PR #35, opened 2016-10-03
Ask for app name only instead of app+vendor

### LINKED ISSUE #28: The vendor name should not be required
I want to create a simple app without vendor name (to have a domain like app.dev and not app.vendor.dev)

chalasr:
- ~~Add `ManalaStyle` + `QuestionHelper` for bypassing the SymfonyQuestionHelper which doesn't allow empty inputs for `ask()` (see https://github.com/symfony/symfony/pull/20141)~~
- [x] Ask for App name instead of app and vendor separately (btw things become easier)

Closes #28


src/Command/Setup.php
```diff
@@ -55,11 +55,11 @@ protected function execute(InputInterface $input, OutputInterface $output)
...
         $io->setDecorated(true);
-        $io->comment(sprintf('Composing your <info>%s</info> environment', (string) $envType));
+        $io->comment(sprintf('Start composing your <info>%s</info> environment', (string) $envType));
 
-        $vars = new AppVendor(
-            $io->ask('Vendor name', null, [AppVendor::class, 'validate']),
-            $io->ask('App name', null, [AppVendor::class, 'validate'])
+        $vars = new Host(
+            $io->ask('App name', 'app', [Host::class, 'validate']),
+            $io->ask('Vendor name (optional)', false, [Host::class, 'validate'])
```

■ **EXERCISE INSTRUCTIONS**
Would you show each line of the material above that contains the string "null"?

■ **EXERCISE ANSWER**
-            $io->ask('Vendor name', null, [AppVendor::class, 'validate']),
-            $io->ask('App name', null, [AppVendor::class, 'validate'])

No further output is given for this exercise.